In the 1930s, smaller, thinner calibers contained within rectangular, art deco-inspired cases were all the rage, perhaps as a reaction to the bulkier pocket watches which they supplanted. But regardless of the rationale behind this preferred aesthetic, smaller equaled better, and yet here were two Portuguese retailers asking for a larger wristwatch to meet the demands of their customers. Given IWC’s well-known history of building sturdy, accurate pocket watches, the manufacture was ideally situated to tackle this problem.
At first, IWC’s management was hesitant to take on this challenge since, after all, they had spent significant capital to develop movements and cases that were in keeping with the svelte zeitgeist of the time. But the brand had a history of doing things a little bit differently: IWC was the only manufacture in the German-speaking part of Switzerland and had been founded by an American who brought Boston pocket watch building know-how to Schaffhausen in 1868.
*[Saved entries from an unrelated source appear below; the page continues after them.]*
PR #1203, opened 2023-02-13
`Hds::Table` - Update API to support custom sorting - Extra

didoo:
### :pushpin: Summary

This PR builds on top of #1160 and introduces some more changes to it (so they can be reviewed separately).

In this PR I have:
- removed all non-showcase content from the “dummy” page to reduce surface area of changes (will be removed anyway soon)
- refactored the data retrieval logic for the `Table` component so that I can add a new type of data structure to the model
- added a “Clusters” type of data structure to the `Table` model
- updated showcase examples for custom sorting using the `clusters` data
  - sortable table with custom sorting based on extra key added to the model
  - sortable table with custom sorting function added in the `@columns` description
- reverted changes to the `folk` data source (not needed anymore)

***

### 👀 Reviewer's checklist:

- [ ] +1 Percy if applicable


MelSumner (approved):
I have no objections to this approach.

PR #1211, opened 2023-02-20
Update dependencies (patches and minors)

alex-ju:
### :pushpin: Summary

`yarn upgrade` (for patches and minor releases)

As we don't have dependabot setup for all dependencies, I took some time to bring most of the ones with a patch or minor up to date – for major releases (breaking changes) may not batch them all up in a single PR.

Left each update/set of updates per commit so we can revert if needed.

***

### 👀 Reviewer's checklist:

- [ ] +1 Percy if applicable


didoo (approved):
OK, I suppose :)

Dhaulagiri:
👏  thanks for tackling this! A couple points of feedback:

* Since we're changing dependencies in `dependencies` of the components package this would require a changeset
* There's nothing wrong per se with the updates to the different ember dependencies, but it _is_ usually useful to do them as part of a larger `npx ember-cli-update` process so we get the full breadth of updates that typically come along with each incrementally version change of the ember-cli ecosystem. I think what you have here is ok to ship but would be useful to do the full process at some point.

alex-ju:
> 👏 thanks for tackling this! A couple points of feedback:
> 
> * Since we're changing dependencies in `dependencies` of the components package this would require a changeset
> * There's nothing wrong per se with the updates to the different ember dependencies, but it _is_ usually useful to do them as part of a larger `npx ember-cli-update` process so we get the full breadth of updates that typically come along with each incrementally version change of the ember-cli ecosystem. I think what you have here is ok to ship but would be useful to do the full process at some point.

Yes, the changelog is relevant and I will be add it
Good point about the `ember-cli`, I can move those commits to a separate PR and tackle the entire ecosystem separately via `ember-cli-update`

MelSumner (approved):
Nice, thank you for doing this!

alex-ju:
> > 👏 thanks for tackling this! A couple points of feedback:
> > 
> > * Since we're changing dependencies in `dependencies` of the components package this would require a changeset
> > * There's nothing wrong per se with the updates to the different ember dependencies, but it _is_ usually useful to do them as part of a larger `npx ember-cli-update` process so we get the full breadth of updates that typically come along with each incrementally version change of the ember-cli ecosystem. I think what you have here is ok to ship but would be useful to do the full process at some point.
> 
> Yes, the changelog is relevant and I will be add it Good point about the `ember-cli`, I can move those commits to a separate PR and tackle the entire ecosystem separately via `ember-cli-update`

@Dhaulagiri I found it easier to apply the ember-cli-update here in [155f8a5](https://github.com/hashicorp/design-system/pull/1211/commits/155f8a56b57b3aca90705d28d3f05e3939770b03). one thing I haven't applied from their suggestions was a major on `ember-template-lint` which requires further lint updates, so I'd leave it for a separate PR.

PR #1212, opened 2023-02-21
Extend `Dropdown` content

alex-ju:
### :pushpin: Summary

Extend `Hds::Dropdown` with two generic containers `Hds::Dropdown::Header` and `Hds::Dropdown::Footer` to support the upcoming 'Filter' pattern.

Add `Hds::Dropdown::Header` and `Hds::Dropdown::Footer` as generic containers, before and after the dropdown list, respectively
- Add a `hds-dropdown__content` wrapper to the `hds-dropdown__list` and apply the positioning, width, and the associated style to this new wrapper element
- Prepend the `Header` element and append the `Footer` element to the dropdown list
- Allow custom `@height` to the `hds-dropdown__content` element

> **Note**
> Internal class name change: `hds-dropdown-list` → `hds-dropdown__list`
> The following modifiers will be applied to the `hds-dropdown__content` element instead of `hds-dropdown-list`
> - `hds-dropdown-list--fixed-width` → `hds-dropdown__content--fixed-width`
> - `hds-dropdown-list--position-left` → `hds-dropdown__content--position-left`
> - `hds-dropdown-list--position-right` → `hds-dropdown__content--position-right`
>
> These should not represent a breaking change as the consumers rely on the public API, but if test assertions are based on class names, nesting order, element types, or extensions/overrides have been applied to these elements they may raise issues. For this reason, we flag this change as a **breaking change** to give consumers a heads-up.

[👉 Preview showcase](https://hds-showcase-git-alex-ju-dropdown-extension-2-hashicorp.vercel.app/components/dropdown)

### :link: External links

Jira ticket: [HDS-1009](https://hashicorp.atlassian.net/browse/HDS-1109)
Figma file: https://www.figma.com/file/Kgc8BgB8jGuJXISndgTrD1/Dropdown?node-id=28361%3A64950&t=cv28452FkTz2LkFo-4

***

### 👀 Reviewer's checklist:

- [x] +1 Percy if applicable

[HDS-1009]: https://hashicorp.atlassian.net/browse/HDS-1009?atlOrigin=eyJpIjoiNWRkNTljNzYxNjVmNDY3MDlhMDU5Y2ZhYzA5YTRkZjUiLCJwIjoiZ2l0aHViLWNvbS1KU1cifQ

### DIFF
--- a/packages/components/addon/components/hds/dropdown/footer.hbs
+++ b/packages/components/addon/components/hds/dropdown/footer.hbs
@@ -1,3 +1,3 @@
-<div class="hds-dropdown__footer {{if @hasSeparator 'hds-dropdown__footer--with-separator'}}" ...attributes>
+<div class="hds-dropdown__footer {{if @hasDivider 'hds-dropdown__footer--with-divider'}}" ...attributes>
   {{yield}}
 </div>
--- a/packages/components/addon/components/hds/dropdown/footer.hbs
+++ b/packages/components/addon/components/hds/dropdown/footer.hbs
@@ -1,3 +1,3 @@
-<div class="hds-dropdown__footer" ...attributes>
+<div class="hds-dropdown__footer{{if @hasSeparator ' hds-dropdown__footer--separator'}}" ...attributes>
   {{yield}}
 </div>
--- a/packages/components/addon/components/hds/dropdown/footer.hbs
+++ b/packages/components/addon/components/hds/dropdown/footer.hbs
@@ -1,3 +1,3 @@
-<div class="hds-dropdown__footer{{if @hasSeparator ' hds-dropdown__footer--separator'}}" ...attributes>
+<div class="hds-dropdown__footer {{if @hasSeparator 'hds-dropdown__footer--with-separator'}}" ...attributes>
   {{yield}}
 </div>
--- a/packages/components/addon/components/hds/dropdown/footer.hbs
+++ b/packages/components/addon/components/hds/dropdown/footer.hbs
@@ -1,0 +1,3 @@
+<div class="hds-dropdown__footer" ...attributes>
+  {{yield}}
+</div>
--- a/packages/components/addon/components/hds/dropdown/header.hbs
+++ b/packages/components/addon/components/hds/dropdown/header.hbs
@@ -1,3 +1,3 @@
-<div class="hds-dropdown__header" ...attributes>
+<div class="hds-dropdown__header{{if @hasSeparator ' hds-dropdown__header--separator'}}" ...attributes>
   {{yield}}
 </div>
--- a/packages/components/addon/components/hds/dropdown/header.hbs
+++ b/packages/components/addon/components/hds/dropdown/header.hbs
@@ -1,0 +1,3 @@
+<div class="hds-dropdown__header" ...attributes>
+  {{yield}}
+</div>
--- a/packages/components/addon/components/hds/dropdown/header.hbs
+++ b/packages/components/addon/components/hds/dropdown/header.hbs
@@ -1,3 +1,3 @@
-<div class="hds-dropdown__header {{if @hasSeparator 'hds-dropdown__header--with-separator'}}" ...attributes>
+<div class="hds-dropdown__header {{if @hasDivider 'hds-dropdown__header--with-divider'}}" ...attributes>
   {{yield}}
 </div>
--- a/packages/components/addon/components/hds/dropdown/header.hbs
+++ b/packages/components/addon/components/hds/dropdown/header.hbs
@@ -1,3 +1,3 @@
-<div class="hds-dropdown__header{{if @hasSeparator ' hds-dropdown__header--separator'}}" ...attributes>
+<div class="hds-dropdown__header {{if @hasSeparator 'hds-dropdown__header--with-separator'}}" ...attributes>
   {{yield}}
 </div>
--- a/packages/components/addon/components/hds/dropdown/index.hbs
+++ b/packages/components/addon/components/hds/dropdown/index.hbs
@@ -12,21 +12,25 @@
     }}
   </:toggle>
   <:content as |c|>
-    <ul class={{this.listClassNames}} {{style width=@width}} {{did-insert this.didInsertList}}>
-      {{yield
-        (hash
-          close=c.close
-          Checkbox=(component "hds/dropdown/list-item/checkbox")
-          Checkmark=(component "hds/dropdown/list-item/checkmark")
-          CopyItem=(component "hds/dropdown/list-item/copy-item")
-          Description=(component "hds/dropdown/list-item/description")
-          Generic=(component "hds/dropdown/list-item/generic")
-          Interactive=(component "hds/dropdown/list-item/interactive")
-          Radio=(component "hds/dropdown/list-item/radio")
-          Separator=(component "hds/dropdown/list-item/separator")
-          Title=(component "hds/dropdown/list-item/title")
-        )
-      }}
-    </ul>
+    <div class={{this.classNames}} {{style width=@width height=@height}}>
+      {{yield (hash Header=(component "hds/dropdown/header"))}}
+      <ul class="hds-dropdown__list" {{did-insert this.didInsertList}}>
+        {{yield
+          (hash
+            close=c.close
+            Checkbox=(component "hds/dropdown/list-item/checkbox")
+            Checkmark=(component "hds/dropdown/list-item/checkmark")
+            CopyItem=(component "hds/dropdown/list-item/copy-item")
+            Description=(component "hds/dropdown/list-item/description")
+            Generic=(component "hds/dropdown/list-item/generic")
+            Interactive=(component "hds/dropdown/list-item/interactive")
+            Radio=(component "hds/dropdown/list-item/radio")
+            Separator=(component "hds/dropdown/list-item/separator")
+            Title=(component "hds/dropdown/list-item/title")
+          )
+        }}
+      </ul>
+      {{yield (hash close=c.close Footer=(component "hds/dropdown/footer"))}}
+    </div>
   </:content>
 </Hds::Disclosure>
--- a/packages/components/addon/components/hds/dropdown/index.js
+++ b/packages/components/addon/components/hds/dropdown/index.js
@@ -31,19 +31,19 @@ export default class HdsDropdownIndexComponent extends Component {
   }
 
   /**
-   * Get the class names to apply to the "list"
-   * @method DropdownIndex#listClassNames
-   * @return {string} The "class" attribute to apply to the "list" element
+   * Get the class names to apply to the content
+   * @method classNames
+   * @return {string} The "class" attribute to apply to the disclosed content
    */
-  get listClassNames() {
-    let classes = ['hds-dropdown-list'];
+  get classNames() {
+    let classes = ['hds-dropdown__content'];
 
     // add a class based on the @listPosition argument
-    classes.push(`hds-dropdown-list--position-${this.listPosition}`);
+    classes.push(`hds-dropdown__content--position-${this.listPosition}`);
 
     // add a class based on the @width argument
     if (this.args.width) {
-      classes.push('hds-dropdown-list--fixed-width');
+      classes.push('hds-dropdown__content--fixed-width');
     }
 
     return classes.join(' ');
--- a/packages/components/app/styles/components/dropdown.scss
+++ b/packages/components/app/styles/components/dropdown.scss
@@ -156,7 +156,7 @@ $hds-dropdown-toggle-border-radius: 5px;
   }
 }
 
-.hds-dropdown__header--separator {
+.hds-dropdown__header--with-separator {
   border-bottom: 1px solid var(--token-color-border-primary);
 }
 
@@ -180,7 +180,7 @@ $hds-dropdown-toggle-border-radius: 5px;
   }
 }
 
-.hds-dropdown__footer--separator {
+.hds-dropdown__footer--with-separator {
   border-top: 1px solid var(--token-color-border-primary);
 }
 
--- a/packages/components/app/styles/components/dropdown.scss
+++ b/packages/components/app/styles/components/dropdown.scss
@@ -115,37 +115,69 @@ $hds-dropdown-toggle-border-radius: 5px;
 // UL ELEMENT
 // GOES INSIDE HDS::DISCLOSURE's :content block
 
-.hds-dropdown-list {
+.hds-dropdown__content {
+  display: flex;
+  flex-direction: column;
   width: max-content; // notice: this is important because being in a position absolute means the layout algorithm assigns a width of 0 and this impacts on the flex algorithm of the children (in some cases they don't use the full width)
   min-width: 200px;
   max-width: 400px;
-  margin: 0;
-  padding: 4px 0;
-  list-style: none;
   background-color: var(--token-color-surface-primary);
   border-radius: 6px;
   box-shadow: var(--token-surface-high-box-shadow);
 }
 
-.hds-dropdown-list--fixed-width {
+.hds-dropdown__content--fixed-width {
   min-width: initial;
   max-width: initial;
 }
 
-.hds-dropdown-list--position-right {
+.hds-dropdown__content--position-right {
   position: absolute;
   top: calc(100% + 4px);
   right: 0;
   z-index: 2; // https://github.com/hashicorp/design-system/issues/114
 }
 
-.hds-dropdown-list--position-left {
+.hds-dropdown__content--position-left {
   position: absolute;
   top: calc(100% + 4px);
   left: 0;
   z-index: 2; // https://github.com/hashicorp/design-system/issues/114
 }
 
+.hds-dropdown__header {
+  flex: none;
+  padding: 6px 8px;
+}
+
+.hds-dropdown__list {
+  flex: 1 1 auto;
+  margin: 0;
+  padding: 4px 0;
+  overflow-y: auto;
+  list-style: none;
+  overscroll-behavior: contain;
+}
+
+.hds-dropdown__footer {
+  position: relative;
+  flex: none;
+  padding: 8px 8px 6px;
+
+  .hds-link-standalone {
+    width: initial;
+    padding: 5px 8px;
+  }
+
+  &::after {
+    position: absolute;
+    top: 0;
+    right: 6px;
+    left: 6px;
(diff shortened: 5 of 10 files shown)


didoo:
> Note: these changes should not represent a breaking change if the consumers rely on the public API, but if test assertions are based on class names or element types or extensions/overrides have been applied to dropdown elements they may raise issues.

@alex-ju I can definitely confirm you that this has already happened (a lot) in Cloud UI, and so unfortunately we will have to:
- consider this release as a breaking change (even if technically is not)
- once released, open a PR in Cloud UI to bump the `@hashicorp/design-system-components` version in Cloud UI (and potentially other consumers?) 
  - in that PR (or in other PRs, depends on the complexity) we will have to fix all the cases where the changes introduced here (and potentially in #1185) are breaking selectors in CSS or tests (or CSS class names applied to markup elements)

As you can see, this will add a lot of overhead and extra work for us, that was not initially planned. For this reason we should involve @Dhaulagiri an Misha and plan the work with them (we will need the support of the consuming teams, and their approvals of the PRs we will open to fix all the issues we will find).
We should also raise this problem with the engineering ambassadors, and discuss with them how to mitigate this _"bad usage if HDS class names"_ in the future.

/cc @hashicorp/hds-engineering

packages/components/addon/components/hds/dropdown/index.hbs
```diff
@@ -8,21 +8,25 @@
...
+            Description=(component "hds/dropdown/list-item/description")
+            Generic=(component "hds/dropdown/list-item/generic")
+            Interactive=(component "hds/dropdown/list-item/interactive")
+            Radio=(component "hds/dropdown/list-item/radio")
+            Separator=(component "hds/dropdown/list-item/separator")
+            Title=(component "hds/dropdown/list-item/title")
+          )
+        }}
+      </ul>
+      {{yield (hash close=c.close Footer=(component "hds/dropdown/footer"))}}
```
didoo, line 29: regarding the discussion we had yesterday, about inverting the order of the elements when the dropdown appears on top (like in the `org selector` in the sidebar navigation) there's a much simpler solution: just use the `footer` instead of the `header` :) 

so, all good here!

packages/components/addon/components/hds/dropdown/index.js
```diff
@@ -26,18 +26,18 @@ export default class HdsDropdownIndexComponent extends Component {
 
   /**
    * Get the class names to apply to the "list"
-   * @method DropdownIndex#listClassNames
+   * @method DropdownIndex#contentClassNames
```
didoo, line 29:
```suggestion
   * @method contentClassNames
```

packages/components/addon/components/hds/dropdown/footer.hbs
```diff
@@ -0,0 +1,3 @@
+<div class="hds-dropdown-footer" ...attributes>
```
didoo, line 1: should we use a more BEM-y notation here? `hds-dropdown__footer` (no strong opinions, I see benefits also in keeping it as is, to differentiate from the other `hds-dropdown__***` sub-elements)

packages/components/app/styles/components/dropdown.scss
```diff
@@ -110,37 +110,64 @@ $hds-dropdown-toggle-border-radius: 5px;
...
+  list-style: none;
+  overscroll-behavior: contain;
+}
+
+.hds-dropdown-footer {
+  position: relative;
+  flex: none;
+  padding: 10px 8px 6px;
+
+  &::after {
```
didoo, line 162: I don't think this should be implemented this way. My understanding, looking at the Figma designs, is that the line above the content of the footer is a `separator` (though, with a different size).

Plus, I suggest to review and discuss the Figma implementation with @heatherlarsen (or @jorytindall if there's already been an handover) because in Figma they're using a `Generic item` to mimic the footer (and maybe the header too) but they should be separate generic containers, with their own padding specifications to avoid misalignments between code and design.

packages/components/tests/dummy/app/templates/components/dropdown.hbs
```diff
@@ -116,46 +116,52 @@
...
-        <Hds::Dropdown::ListItem::Separator />
-        <Hds::Dropdown::ListItem::Interactive
-          @route="index"
-          @text="A longer item that could span multiple lines if the characters surpass a certain length"
-        />
-      </ul>
-      {{! template-lint-enable no-inline-styles }}
+      <div class="hds-dropdown-content">
+        {{! template-lint-disable no-inline-styles }}
+        <ul class="hds-dropdown-list" style="width: 250px">
```
didoo, line 150: I _think_ the width should be applied to the content now, not the list, right?

packages/components/tests/dummy/app/templates/components/dropdown.hbs
```diff
@@ -259,112 +283,136 @@
     <div>
       <span class="dummy-text-small">base</span>
       {{! Notice: we want to emulate the case of a fixed width list }}
-      <ul class="hds-dropdown-list" style="width: 250px">
-        <Hds::Dropdown::ListItem::CopyItem @text="91ee1e8ef65b337f0e70d793f456c71d" />
-      </ul>
+      <div class="hds-dropdown-content">
+        <ul class="hds-dropdown-list" style="width: 250px">
```
didoo, line 287: same here?

packages/components/tests/dummy/app/templates/components/dropdown.hbs
```diff
@@ -259,112 +283,136 @@
...
     <div>
       <span class="dummy-text-small">with copyItemTitle</span>
-      <ul class="hds-dropdown-list" style="width: 250px">
-        <Hds::Dropdown::ListItem::CopyItem
-          @copyItemTitle="Lorem ipsum dolor"
-          @text="91ee1e8ef65b337f0e70d793f456c71d"
-        />
-      </ul>
+      <div class="hds-dropdown-content">
+        <ul class="hds-dropdown-list" style="width: 250px">
```
didoo, line 295: same here?

packages/components/tests/dummy/app/templates/components/dropdown.hbs
```diff
@@ -259,112 +283,136 @@
...
     {{! template-lint-enable no-inline-styles }}
   </div>
   <h6 class="dummy-h6">States</h6>
   <div class="dummy-dropdown-list-items-base-sample">
     {{! Notice: we want to emulate the case of a fixed width list }}
     {{! template-lint-disable no-inline-styles }}
-    <ul class="hds-dropdown-list" style="width: 250px">
-      {{#each @model.ITEM_STATES as |state|}}
+    <div class="hds-dropdown-content">
+      <ul class="hds-dropdown-list" style="width: 250px">
```
didoo, line 310: same here?

didoo (commented):
@alex-ju as discussed, I had a first pass at the changes, and added a few comments

packages/components/app/styles/components/dropdown.scss
didoo: For reference: https://www.figma.com/file/U5cpVPoELaUktOex3ByG1j?node-id=0:1#375922763

(plus, it came to mind that the separator internally uses an `<li>` element, so... we have to find a way to or use it directly (with a different tag) or make its styling shareable).

(maybe we could consider an optional `@hasSeparator` argument for the `header/footer` elements?)

packages/components/addon/components/hds/dropdown/footer.hbs
alex-ju: Yeah, good call here. I think the element notation would make more sense here, indeed, so I've updated to `hds-dropdown__footer` as we don't expect this to be invoked on its own, we've only placed it in a separate file to allow splattributes.

packages/components/tests/dummy/app/templates/components/dropdown.hbs
didoo, line 1: I imagine the Helios website documentation will be updated in a follow-up ticket?

packages/components/app/styles/components/dropdown.scss
```diff
@@ -115,37 +115,68 @@ $hds-dropdown-toggle-border-radius: 5px;
...
+  list-style: none;
+  overscroll-behavior: contain;
+}
+
+.hds-dropdown__footer {
+  position: relative;
+  flex: none;
+  padding: 8px 8px 6px;
+
+  .hds-link-standalone {
```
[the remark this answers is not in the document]
alex-ju: The only alternative I could think of to avoid this, would be to have the link as contextual component for the footer subcomponent.

So instead of 
```hbs
<Hds::Dropdown::Footer>
  <Hds::Link::Standalone @icon="list" @text="Organizations" @color="secondary" @href="#" />
</Hds::Dropdown::Footer>
```

we'd have
```hbs
<Hds::Dropdown::Footer as |DF|>
  <DF.Link @icon="list" @text="Organizations" @color="secondary" @href="#" />
</Hds::Dropdown::Footer>
```

The tradeoff would be that for generic content, instead of

```hbs
<Hds::Dropdown::Footer>
  <Hds::ButtonSet>
    <Hds::Button @text="Apply" @isFullWidth={{true}} @size="small" />
    <Hds::Button @text="Cancel" @color="secondary" @isFullWidth={{true}} @size="small" />
  </Hds::ButtonSet>
</Hds::Dropdown::Footer>
```

we'd have an additional level of nesting

```hbs
<Hds::Dropdown::Footer as |DF|>
  <DF.Generic>
    <Hds::ButtonSet>
      <Hds::Button @text="Apply" @isFullWidth={{true}} @size="small" />
      <Hds::Button @text="Cancel" @color="secondary" @isFullWidth={{true}} @size="small" />
    </Hds::ButtonSet>
  </DF.Generic>
</Hds::Dropdown::Footer>
```

packages/components/app/styles/components/dropdown.scss
alex-ju: I remember discussing this with @heatherlarsen last week, making the point that in code using a `list-item/separator` doesn't make sense semantically, and a simple border makes more sense (which is the current implementation). Not sure how feasible it is for this to be done in Figma though

packages/components/addon/components/hds/dropdown/index.hbs
```diff
@@ -12,18 +12,22 @@
...
-          CopyItem=(component "hds/dropdown/list-item/copy-item")
-          Description=(component "hds/dropdown/list-item/description")
-          Generic=(component "hds/dropdown/list-item/generic")
-          Interactive=(component "hds/dropdown/list-item/interactive")
-          Separator=(component "hds/dropdown/list-item/separator")
-          Title=(component "hds/dropdown/list-item/title")
-        )
-      }}
-    </ul>
+    <div class={{this.contentClassNames}} {{style width=@width height=@height}}>
```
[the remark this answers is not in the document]
alex-ju: Updated to `classNames` to have consistency across components.

packages/components/addon/components/hds/dropdown/index.hbs
```diff
@@ -12,18 +12,22 @@
...
+            CopyItem=(component "hds/dropdown/list-item/copy-item")
+            Description=(component "hds/dropdown/list-item/description")
+            Generic=(component "hds/dropdown/list-item/generic")
+            Interactive=(component "hds/dropdown/list-item/interactive")
+            Separator=(component "hds/dropdown/list-item/separator")
+            Title=(component "hds/dropdown/list-item/title")
+          )
+        }}
+      </ul>
+      {{yield (hash close=c.close Footer=(component "hds/dropdown/footer"))}}
```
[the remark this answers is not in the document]
alex-ju: Gave it another go now. Unfortunately, if `close` is not forwarded via hashing it can't be called by elements in the footer as in the example below.

```hbs
<Hds::Dropdown @listPosition="left" as |dd|>
  <dd.ToggleButton @text="Checkbox" @color="secondary" />
  <dd.Footer>
    <Hds::Button @text="Apply filters" @isFullWidth={{true}} {{on "click" dd.close}} @size="small" />
  </dd.Footer>
</Hds::Dropdown>
```

packages/components/app/styles/components/dropdown.scss
alex-ju: @didoo, I've added the `@hasSeparator` argument, as suggested, so this should be good for another review

packages/components/addon/components/hds/dropdown/footer.hbs
```diff
@@ -0,0 +1,3 @@
+<div class="hds-dropdown__footer{{if @hasSeparator ' hds-dropdown__footer--separator'}}" ...attributes>
```
didoo, line 1:
```suggestion
<div class="hds-dropdown__footer {{if @hasSeparator 'hds-dropdown__footer--separator'}}" ...attributes>
```

packages/components/addon/components/hds/dropdown/header.hbs
```diff
@@ -0,0 +1,3 @@
+<div class="hds-dropdown__header{{if @hasSeparator ' hds-dropdown__header--separator'}}" ...attributes>
```
didoo, line 1:
```suggestion
<div class="hds-dropdown__header {{if @hasSeparator 'hds-dropdown__header--separator'}}" ...attributes>
```

packages/components/addon/components/hds/dropdown/footer.hbs
didoo, line 1:
```suggestion
<div class="hds-dropdown__footer {{if @hasSeparator 'hds-dropdown__footer--separator'}}" ...attributes>
```

packages/components/app/styles/components/dropdown.scss
```diff
@@ -115,37 +115,69 @@ $hds-dropdown-toggle-border-radius: 5px;
...
   z-index: 2; // https://github.com/hashicorp/design-system/issues/114
 }
 
+.hds-dropdown__header {
+  position: relative;
+  flex: none;
+  padding: 6px 8px;
+}
+
+.hds-dropdown__header--separator {
```
didoo, line 154: not a big issue, but probably sounds better to read as `--with-separator` or `--has-separator` (same for the footer)

packages/components/tests/dummy/app/templates/components/dropdown.hbs
```diff
@@ -287,23 +315,176 @@
...
-          mock-state-selector="button"
-        />
-      </ul>
+        </ul>
+      </div>
       {{! template-lint-enable no-inline-styles }}
     </SF.Item>
   </Shw::Flex>
 
+  <Shw::Text::H4>Header and footer</Shw::Text::H4>
```
didoo, line 339: I think we're missing one example where the header has a separator

didoo (commented):
@alex-ju added a few minor comments

packages/components/tests/dummy/app/templates/components/dropdown.hbs
alex-ju: Updated the examples to showcase what they would look like with or without separators

packages/components/app/styles/components/dropdown.scss
alex-ju: went with `--with-separator` for now; I've looked for similar examples of translating a boolean into a modifier but couldn't find anything at hand (`--with-[]` or `--has-[]`)

packages/components/addon/components/hds/dropdown/header.hbs
alex-ju: I tend to do this to have clean mark-up (`"hds-dropdown__header"` instead of ``"hds-dropdown__header "``, but I appreciate it's easier to read in the suggested form so I've updated accordingly

didoo (approved):
Good to go! ✅

heatherlarsen:
@alex-ju I've updated the padding of all examples in the header and footer of the List in the Figma component based on our conversation today (tagged you in Figma as well).

- Generic blocks - `padding: 0px 8px`
- Search (within the Header) - `padding: 8px`
- Button (within the Footer) - `padding: 8px 8px 4px 8px`
- ButtonSet (within the Footer) - `padding: 8px 8px 4px 8px`, gap between buttons: 8px (instead of the standard 16px as the buttons are smaller and the overall container is smaller, so the standard gap is too large)
- Standalone Link - `padding: 12px 16px 8px 16px`

This is with the understanding that we're allowing them to put whatever they want into the header and footer but that in Figma, we'll provide a few pre-defined options to help ensure consistent spacing for those common elements.

Additionally, I've updated the property for the divider to `hasDivider` instead of `hasSeparator` as that seems to be what we favor in other components. 

I believe this is in alignment with what we discussed earlier, but let me know if I misunderstood or if you have concerns about these. Thanks!

alex-ju:
> @alex-ju I've updated the padding of all examples in the header and footer of the List in the Figma component based on our conversation today (tagged you in Figma as well).
> 
> * Generic blocks - `padding: 0px 8px`
> * Search (within the Header) - `padding: 8px`
> * Button (within the Footer) - `padding: 8px 8px 4px 8px`
> * ButtonSet (within the Footer) - `padding: 8px 8px 4px 8px`, gap between buttons: 8px (instead of the standard 16px as the buttons are smaller and the overall container is smaller, so the standard gap is too large)
> * Standalone Link - `padding: 12px 16px 8px 16px`

I tried my best to keep in sync with the design (and the 8px spacing unit in general), but often these values are not always reflected in CSS for various reasons (e.g. the Standalone link has a transparent border that needs to be subtracted from the padding) although the final layout is a perfect match.

> This is with the understanding that we're allowing them to put whatever they want into the header and footer but that in Figma, we'll provide a few pre-defined options to help ensure consistent spacing for those common elements.

Correct, that's the approach we're going to take on the code side

> Additionally, I've updated the property for the divider to `hasDivider` instead of `hasSeparator` as that seems to be what we favor in other components.

Updated

> I believe this is in alignment with what we discussed earlier, but let me know if I misunderstood or if you have concerns about these. Thanks!

Indeed very much in alignment.

One thing that we discussed and I wasn't able to deliver on is the top/bottom padding to be applied to the container (not the `<ul>` of interactive items). I know this is not reflected in Figma, but wanted to flag it as it has implications for how the calculations needed to be different in code (as pointed out above). Applying this change would have effects on the focus states of interactive items (as shown below)

<table>
<tr><th>Padding applied to the list (current)</th><th>Padding applied to the container</th></tr>
<tr><td>

Screenshot 2023-03-24 at 12 45 41

</td><td>

Screenshot 2023-03-24 at 11 41 31


</td></tr>
</table>

heatherlarsen (approved):
Excited to see all these moving pieces coming together :shipit:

The Portuguese retailers were insistent. IWC gave in, and the so-called “Portuguesier” was born. Mind you, it wouldn’t actually be referred to as such until much, much later. In fact, the first version, which was delivered in 1939, was simply called “large wristwatch”, and by the standards of the time, it was positively enormous. This timepiece, rendered in stainless steel, measured in at a whopping 41.5 millimeters, with the movement consuming just over 38 millimeters of space within.